Almost all countries leading the OECD innovation scores have government programs that encourage innovation in the national interest. They are high-priority “push-pull” programs supported by the highest levels of government. These programs encourage not only a national supply of relevant science and technology but also firms to exploit it for competitive advantage. Ultimately, however, the market determines whether those programs succeed or fail in promoting national competitive advantage.
Protectionist tendencies remain in government research funding. Protectionism is being eroded, however, as more and more multinational companies take research and development (R&D) global, adding partnership and collaboration arrangements to cross-licensing as a way of breaking down national barriers to sharing R&D. And some governments seem to be listening. For example, in the 2008 budget, the Canadian government opened government-funded Canadian science projects to foreign participation without reciprocal cost sharing.
Protectionist biases against foreign ownership must also be addressed to boost competition and, consequently, innovation. The federal government appears to be taking steps on this front as well. In December 2009, Industry Canada overturned a Canadian Radio-television and Telecommunications Commission (CRTC) decision by allowing Globalive to enter the Canadian wireless telecommunications market. The CRTC had originally ruled that Toronto-based company Globalive did not meet domestic ownership requirements and could not operate in Canada. Explaining the recent Industry Canada decision, Industry Minister Tony Clement said, “Our goal has always been greater competition in the telecommunications industry, which leads to lower prices, better service and more choice for consumers and business.”1
Could a national innovation strategy work in Canada?

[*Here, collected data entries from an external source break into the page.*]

PR #636, opened 2021-07-21
Do not apply moving functions when step is greater than window size

### LINKED ISSUE #522: [BUG] Moving median function with an interval less than the interval of the data causes no data to appear
When you you apply the moving median function to a series of data with a larger interval than the moving median is over it gives back no data.

For example: 

If the data has points every hour, and you apply `movingMedian(series, '5min')` to it. It causes no data to be returned. Instead it should just return the original data with no medians.

This is causing issues for us when using Grafana, the 1 minutely data for small time range queries needs to have moving median applied, but if the user changes to a larger time range it will use hourly data, causing the moving median function block all of the data from the user.

jonasbleyl:
Fixes #522 

This fix is particularly useful when using Prometheus or VictoriaMetrics as the backend.

If you have a function like `movingMedian(metric1, "2min")` and then change the Grafana dashboard time range to something large (e.g. 7 days) CarbonAPI will query the backend with a step that is greater than 2min which causes the function to return an error.

This change instead makes the moving functions return the data unmodified so that queries will work regardless of step changes.

### DIFF
--- a/expr/functions/moving/function.go
+++ b/expr/functions/moving/function.go
@@ -6,6 +6,10 @@ import (
 	"math"
 	"strconv"
 
+	"github.com/lomik/zapwriter"
+	"github.com/spf13/viper"
+	"go.uber.org/zap"
+
 	"github.com/go-graphite/carbonapi/expr/helper"
 	"github.com/go-graphite/carbonapi/expr/interfaces"
 	"github.com/go-graphite/carbonapi/expr/types"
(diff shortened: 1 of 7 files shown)


Civil:
As far as I remember that is not actually a bug, becasue graphite-web returns array of NaNs in that case and we try to follow it's behavior whereever is possible.

I understand that different backends might have different approach to the same problem, but in that case I would suggest to introduce a config flag that flips a behavior (with default that mimics graphite-web).

expr/functions/moving/function.go
```diff
@@ -90,38 +90,35 @@ func (f *moving) Do(ctx context.Context, e parser.Expr, from, until int64, value
 	for _, a := range arg {
 		r := *a
 		r.Name = fmt.Sprintf("%s(%s,%s)", e.Target(), a.Name, argstr)
+
+		if windowSize == 0 {
+			result = append(result, &r)
```
Civil, line 95: I would suggest to have a config flag here. That either can be a per-function one (e.x. `return_nans_if_step_mismatch`, by default set to True and that will populate results with NaNs) or a global one with some similar name.

Otherwise that change, while making results more expected, would break compatibility with graphite-web.

Also it might be a good idea to open a bug in graphite-project/graphite-web just for them to also consider changing the behavior of the functions.

Civil (changes requested):

jonasbleyl:
Ensuring that default behaviour matches graphite-web makes sense. I've added function specific config so that this is now configurable. 

`movingMedian` previously errored instead of returning NaNs so I've fixed that as well.

I've added tests for the default behaviour but couldn't see an example of how to test functions with different functionsConfig. Do you have an example for this or is it enough to handle the default case?

jonasbleyl:
Also, DeepSource check seems to be failing due to missing keys in structs. Should I fix that? Seems like it would apply for the tests for every function though.

Civil:
Sorry for a late reply. For the tests I would ignore deepsource errors (it's actually used to to exclude test files, not sure what went wrong this time).

Civil (approved):

jonasbleyl:
Thanks @Civil! Much appreciated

Canada continually trails its peers because it has yet to commit to becoming an innovative country and to dealing with the economic and policy challenges that requires. On a small scale, however, Canada has demonstrated it is capable of developing innovation strategies to successfully align business, government, investors, and customers. Successful engineering innovation in the Alberta oil sands, for example, has enabled Alberta to supplant Ontario as the motor of the Canadian economy. Canada’s aerospace sector is another example. According to industry data, it is the only advanced technology sector that produces a steady trade surplus.